▶ Assignment
Write out again, exactly, the lines below starting at the one with "Full suite: **1,864" and ending at the one with "hook is also a".

[Records from a dataset]

Issue #5, opened 2025-12-11
All Videos Saved to RecentClips (No Sentry or Saved Clips)


zanemendoza123:
I noticed that all dashcam videos are saved in the RecentClips folders and there's nothing saved in Sentry or SavedClips despite a sentry or saved clip was present in Tesla's dashcam viewer.

PR #204, opened 2026-05-15
fix(#189): cache wal_checkpoint connections with inode invalidation

### LINKED ISSUE #189: wal_checkpoint_service: cache connection across ticks
## Summary

PR #187 review surfaced an Info-level concern about ``wal_checkpoint_service._checkpoint_one`` opening a fresh ``sqlite3.connect()`` per tick per DB rather than caching a module-level connection.

## Current behaviour

``scripts/web/services/wal_checkpoint_service.py::_checkpoint_one`` opens a new connection on every 30 s tick:

```python
conn = sqlite3.connect(db_path, timeout=2.0)
conn.execute("PRAGMA mmap_size=0")
conn.execute("PRAGMA cache_size=-256")
row = conn.execute("PRAGMA wal_checkpoint(TRUNCATE)").fetchone()
...
conn.close()
```

Cost: ~5 ms × 2 DBs × every 30 s ≈ 0.05 % CPU on a Pi Zero 2 W. Negligible in absolute terms.

## Suggested optimisation (from the reviewer)

Cache one ``sqlite3.Connection`` per DB at module scope and reuse it across ticks.

## Trade-offs

**Fresh-connection-per-tick (current):**
- Pros: zero long-lived state; no FD invalidation needed when the DB file is recreated (corruption recovery, fsck repair, future "swap geodata.db after import" feature).
- Cons: ~5 ms CPU per tick.

**Cached connection (proposed):**
- Pros: 0.05 % CPU saved.
- Cons: must add file-mtime / inode invalidation hook, must clean up on stop, ``check_same_thread=False`` needs lock.

## Why deferred from PR #187

Reviewer explicitly noted: "Optional — both designs are defensible. The current 'fresh connection per tick' choice is simpler and avoids any long-lived state to worry about across DB-file recreation; explicit defer to that simpler design is acceptable."

The savings are negligible on a Pi Zero 2 W. If profiling ever shows this loop as hot, the cached design becomes worth implementing along with proper invalidation.

## Acceptance criteria

* Module-level cached ``sqlite3.Connection`` per ``db_path`` (use ``check_same_thread=False`` + a ``threading.Lock``).
* Invalidation on file-inode change (re-open if ``os.stat(db_path).st_ino`` differs from cached value).
* Clean up on ``stop()``.
* Profile before/after on Pi Zero 2 W to confirm savings.

## Source

PR #187 review, finding #8 (Info severity).

mphacker:
## Summary

Cache one `sqlite3.Connection` per registered DB at module scope and reuse it across ticks. Each tick re-stats the DB file and re-opens the connection if the inode/device changed (DB recreated by corruption-recovery import, `rebuild_index`, or a test fixture), so we never hold a stale FD pointing at a deleted/replaced file.

Closes #189.

## Design choices

- **`_CachedConn`** NamedTuple holds the conn, the file's `(ino, dev)` snapshot, and a `threading.Lock` so the daemon thread + the test-only `_trigger_for_test` can share the handle safely. `check_same_thread=False` on the connection.
- **`_get_or_open_cached_conn`** uses `os.stat().st_ino` / `st_dev` to detect file replacement. On Linux (production target) `st_ino` is canonical; on Windows NTFS (developer machines) it's the file index — also stable across renames.
- **Eviction on error**: any `sqlite3.Error` during a checkpoint evicts the cached connection so a transient error never leaves a wedged handle in the cache (the next tick re-opens fresh).
- **Cleanup on stop**: `stop()` calls `_close_all_cached_conns()` so test-driven start/stop cycles leak no FDs.

## Trade-off acknowledged in the issue

The absolute CPU saving on a Pi Zero 2 W is small (~0.05%). The PR is justified primarily by:

1. Removing a per-tick `connect()` / `close()` syscall pair from the hot-ish housekeeping path.
2. Consolidating the `mmap_size=0` / `cache_size=-256` PRAGMAs to one-time setup.
3. Closing out the last open architectural-cleanup follow-up from PR #187.

The inode-invalidation hook addresses the issue body's primary concern (no stale FD across DB-file recreation).

## Test additions (6 new in `TestConnectionCaching`)

- `test_connection_is_cached_across_ticks` — same connection object identity-equal across two consecutive `_trigger_for_test` calls.
- `test_connection_reopens_on_inode_change` — synthetic inode mismatch triggers re-open + INFO log emission.
- `test_sqlite_error_evicts_cached_conn` — closing the cached conn out from under the next call evicts on error; subsequent call re-opens cleanly.
- `test_close_all_closes_every_cached_conn` — `_close_all_cached_conns` empties the cache and the closed handles raise `ProgrammingError` on use.
- `test_stop_closes_cached_conns` — `stop()` empties the cache (no FD leak across test runs).
- `test_missing_db_does_not_populate_cache` — a missing DB file does not get a half-open / `None` cache entry.

The inode-change test mutates the cached entry's recorded `ino` to a synthetic value rather than actually unlinking the DB file (blocked on Windows when the cached handle holds it open). The invalidation logic — `cached.ino == cur_ino` — is the thing under test, not the OS-level unlink semantics.

## Test results

Full suite: **1,864 passed / 4 skipped** (was 1,858, +6 new).

Ref #184 (architecture cleanup follow-up).

### DIFF
--- a/scripts/web/services/wal_checkpoint_service.py
+++ b/scripts/web/services/wal_checkpoint_service.py
@@ -29,16 +29,24 @@ Configuration is via constants below; no user-facing knobs. The
 checkpoints on a Pi Zero 2 W when the WAL is small.
 
 Connection caching (issue #189): the per-DB SQLite connection is
-opened once and reused across ticks. Each tick re-stats the DB file
-and re-opens the connection if the inode/device changed (i.e. the
-DB was recreated by a corruption-recovery import or test fixture),
-so we never hold a stale FD pointing at a deleted/replaced file.
-``check_same_thread=False`` + a per-connection lock lets the daemon
-thread and the synchronous test-only ``_trigger_for_test`` share
-the cached handle safely. Any sqlite error during a checkpoint
-evicts the cached connection so the next tick re-opens a fresh one
-— defensive against transient I/O failures leaving a dead handle
-in the cache forever.
+opened once and reused across ticks. Each tick re-stats the DB
+file under the cache lock and re-opens the connection if the
+inode/device changed. ``check_same_thread=False`` + a per-
+connection ``threading.Lock`` lets the daemon thread and the
+synchronous test-only ``_trigger_for_test`` share the cached
+handle safely. Any sqlite error during a checkpoint evicts the
+cached connection so the next tick re-opens a fresh one —
+defensive against transient I/O failures leaving a dead handle in
+the cache forever.
+
+Inode-invalidation rationale: the in-tree ``api_index_rebuild`` is
+an in-place row deletion (the geodata.db file's inode is
+preserved), so the invalidation hook is **purely defensive** —
+covering hypothetical future code paths that might swap the DB
+file (corruption-recovery import, repair-from-backup) without
+having to remember to bounce the daemon. The hook is also a
+correctness guard for the test suite, which routinely creates
+fresh DBs in tmpdirs and re-uses the module-level cache state.
 """
 
 from __future__ import annotations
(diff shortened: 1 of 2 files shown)


mphacker (commented):
## PR Review — #204

**Decision:** 💬 Comment

**Summary:** 0 critical, 1 warning, 4 info findings across 2 files.

**Phases executed:** Code quality (Python), Resource efficiency (Pi Zero 2 W), Power-loss safety, Tests, Security review (deferred — no subprocess / path / network surface in the changed code).

**Verification:** ran `python -m pytest tests/test_wal_checkpoint_service.py -v` — 16/16 PASS (10 existing + 6 new in `TestConnectionCaching`).

The PR is well-designed and matches the issue #189 acceptance criteria (cached connection per DB, inode-invalidation hook, `check_same_thread=False` + per-connection lock, cleanup on `stop()`, eviction on sqlite error). The findings below are about the *implementation details* of those hooks — they don't block the design.

Per project policy, **all findings (Warning + Info) are expected to be addressed in this PR**. Info items are not optional — they're latent code smells / defense-in-depth gaps.

---

### Findings

#### `scripts/web/services/wal_checkpoint_service.py`

| 1 | 🟡 | L105–L154 | Concurrency / TOCTOU | `os.stat(db_path)` runs **before** `_conn_cache_lock` is acquired, but the captured `(cur_ino, cur_dev)` is used to populate the cache after both the lock acquisition AND a (possibly slow) `sqlite3.connect()` inside the lock. If a second producer replaces the file in that window, the cache stores `(ino=X)` while the freshly-opened connection is bound to inode Y — every subsequent tick re-stats (sees Y), compares to cached X, and re-opens forever (cache thrash, exactly the failure mode the hook is meant to *prevent*). Today only the daemon thread calls this so the race is unreachable in production, but `_trigger_for_test` is documented as callable from the main thread while the daemon may be running, so the race IS reachable in test contexts. **Fix:** either move the `os.stat()` inside the `with _conn_cache_lock:` block, or re-stat the file *after* `sqlite3.connect()` returns and use that snapshot to populate the cache entry. The latter is more accurate (records the inode the conn is actually bound to). |
| 2 | 🔵 | L31–L41 (module docstring), L219–L224 (`_checkpoint_one` docstring) | Docs | The module docstring and `_checkpoint_one`'s updated docstring claim the inode-invalidation hook handles "rebuild_index" / "corruption-recovery import." Verified the actual `api_index_rebuild` route at `scripts/web/blueprints/mapping.py:649`: it pauses the worker, runs `DELETE FROM waypoints/detected_events/trips/indexed_files`, clears the queue, and re-runs `boot_catchup_scan`. **The DB file is not unlinked or replaced — the inode is preserved.** The cached connection sees the row deletions through normal SQLite MVCC and continues working correctly without any inode change. There is no current production code path that swaps the DB file's inode (`_backup_db` uses `shutil.copy2` to a sidecar, not `os.replace` on the live DB). The hook is purely *defensive against a future "import from backup" feature* — which is fine and worth landing now, but the docstring overstates the present-day necessity. **Fix:** soften the wording to "future corruption-recovery import that swaps the DB file" rather than implying current rebuild_index needs it. |
| 3 | 🔵 | L165–L171 (`_evict_cached_conn`), L174–L183 (`_close_all_cached_conns`) | Concurrency / defense-in-depth | Both helpers close `cached.conn` **without** acquiring `cached.lock`. With `check_same_thread=False` the connection is shared across threads, so a `close()` racing with an in-flight `execute()` on another thread is undefined per the SQLite C API (`sqlite3_close` returns `SQLITE_BUSY` if statements are pending; `sqlite3_close_v2` defers, but Python's wrapper behaviour is implementation-detail). In production this is unreachable because (a) `_evict_cached_conn` is only called from the same thread that already exited the `with cached.lock:` block (the exception unwinds the with first), and (b) `_close_all_cached_conns` is called from `stop()` which has already `_thread.join(timeout=5.0)`'d the daemon. But: if the daemon's current `wal_checkpoint(TRUNCATE)` is blocked on the SQLite busy-timeout (up to ~15 s on the migration's 15 s timeout — unlikely on these PRAGMAs, but possible), the 5 s `stop()` join times out and `_close_all_cached_conns` then closes a connection the daemon is still using. **Fix:** acquire `cached.lock` before `cached.conn.close()` in both helpers. The current call sites both release the per-conn lock before the eviction path runs, so this introduces no deadlock risk. |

▶ Exercise response
Full suite: **1,864 passed / 4 skipped** (was 1,858, +6 new).

Ref #184 (architecture cleanup follow-up).

### DIFF
--- a/scripts/web/services/wal_checkpoint_service.py
+++ b/scripts/web/services/wal_checkpoint_service.py
@@ -29,16 +29,24 @@ Configuration is via constants below; no user-facing knobs. The
 checkpoints on a Pi Zero 2 W when the WAL is small.
 
 Connection caching (issue #189): the per-DB SQLite connection is
-opened once and reused across ticks. Each tick re-stats the DB file
-and re-opens the connection if the inode/device changed (i.e. the
-DB was recreated by a corruption-recovery import or test fixture),
-so we never hold a stale FD pointing at a deleted/replaced file.
-``check_same_thread=False`` + a per-connection lock lets the daemon
-thread and the synchronous test-only ``_trigger_for_test`` share
-the cached handle safely. Any sqlite error during a checkpoint
-evicts the cached connection so the next tick re-opens a fresh one
-— defensive against transient I/O failures leaving a dead handle
-in the cache forever.
+opened once and reused across ticks. Each tick re-stats the DB
+file under the cache lock and re-opens the connection if the
+inode/device changed. ``check_same_thread=False`` + a per-
+connection ``threading.Lock`` lets the daemon thread and the
+synchronous test-only ``_trigger_for_test`` share the cached
+handle safely. Any sqlite error during a checkpoint evicts the
+cached connection so the next tick re-opens a fresh one —
+defensive against transient I/O failures leaving a dead handle in
+the cache forever.
+
+Inode-invalidation rationale: the in-tree ``api_index_rebuild`` is
+an in-place row deletion (the geodata.db file's inode is
+preserved), so the invalidation hook is **purely defensive** —
+covering hypothetical future code paths that might swap the DB
+file (corruption-recovery import, repair-from-backup) without
+having to remember to bounce the daemon. The hook is also a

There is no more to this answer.